A word-for-word copy of the entries below is required.
--- Task data Enclosed Below ---
PR #2704, opened 2025-09-19
Stop using eval_name in observatory - use env_name and eval_category

Barraketh:
Fixes the currently broken scorecard display.  It's a little hacky, but maintains the current apis with observatory frontend.  I will probably refactor it later, but I think it's important to get the fix first

[Asana Task](https://app.asana.com/1/1209016784099267/project/1210348820405981/task/1211403130288287)

### DIFF
--- a/app_backend/src/metta/app_backend/eval_task_worker.py
+++ b/app_backend/src/metta/app_backend/eval_task_worker.py
@@ -186,7 +186,9 @@ class SimTaskExecutor(AbstractTaskExecutor):
             f"stats_server_uri={self._backend_url}",
             "push_metrics_to_wandb=true",
         ]
-        logger.info(f"Running command: {' '.join(cmd)}")
+        # exclude simulation_json_base64 from logging, since it's too large and undescriptive
+        logged_cmd = [arg for arg in cmd if not arg.startswith("simulations_json_base64")]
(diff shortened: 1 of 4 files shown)


app_backend/src/metta/app_backend/eval_task_worker.py
```diff
@@ -186,7 +186,9 @@ async def execute_task(
             f"stats_server_uri={self._backend_url}",
             "push_metrics_to_wandb=true",
         ]
-        logger.info(f"Running command: {' '.join(cmd)}")
+        # exclude simulation_json_base64 from logging, since it's too large and undescriptive
```
rjwalters, line 189: it might be nice to log if this command is present.. I think what you probably want is a "format_cmd" helper that truncates any long args.. like 
```python
def format_cmd(cmd, max_len=20):
    """Format command for logging, truncating long args."""
    def trunc(s):
        return s if len(s) <= max_len else s[:max_len-3] + '...'
    
    return ' '.join(trunc(k) + '=' + trunc(v) if '=' in arg and (k := arg.split('=', 1)[0]) and (v := arg.split('=', 1)[1]) else trunc(arg) for arg in cmd)
 ```

rjwalters (approved):
consider graphites concerns about null safe sql but maybe we know those values are all present?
--- End of Enclosed Task data ---
Answer box:
PR #2704, opened 2025-09-19
Stop using eval_name in observatory - use env_name and eval_category

Barraketh:
Fixes the currently broken scorecard display.  It's a little hacky, but maintains the current apis with observatory frontend.  I will probably refactor it later, but I think it's important to get the fix first

[Asana Task](https://app.asana.com/1/1209016784099267/project/1210348820405981/task/1211403130288287)

### DIFF
--- a/app_backend/src/metta/app_backend/eval_task_worker.py
+++ b/app_backend/src/metta/app_backend/eval_task_worker.py
@@ -186,7 +186,9 @@ class SimTaskExecutor(AbstractTaskExecutor):
             f"stats_server_uri={self._backend_url}",
             "push_metrics_to_wandb=true",
         ]
-        logger.info(f"Running command: {' '.join(cmd)}")
+        # exclude simulation_json_base64 from logging, since it's too large and undescriptive
+        logged_cmd = [arg for arg in cmd if not arg.startswith("simulations_json_base64")]
(diff shortened: 1 of 4 files shown)


app_backend/src/metta/app_backend/eval_task_worker.py
```diff
@@ -186,7 +186,9 @@ async def execute_task(
             f"stats_server_uri={self._backend_url}",
             "push_metrics_to_wandb=true",
         ]
-        logger.info(f"Running command: {' '.join(cmd)}")
+        # exclude simulation_json_base64 from logging, since it's too large and undescriptive
```
rjwalters, line 189: it might be nice to log if this command is present.. I think what you probably want is a "format_cmd" helper that truncates any long args.. like 
```python
def format_cmd(cmd, max_len=20):
    """Format command for logging, truncating long args."""
    def trunc(s):
        return s if len(s) <= max_len else s[:max_len-3] + '...'
    
    return ' '.join(trunc(k) + '=' + trunc(v) if '=' in arg and (k := arg.split('=', 1)[0]) and (v := arg.split('=', 1)[1]) else trunc(arg) for arg in cmd)
 ```

rjwalters (approved):
consider graphites concerns about null safe sql but maybe we know those values are all present?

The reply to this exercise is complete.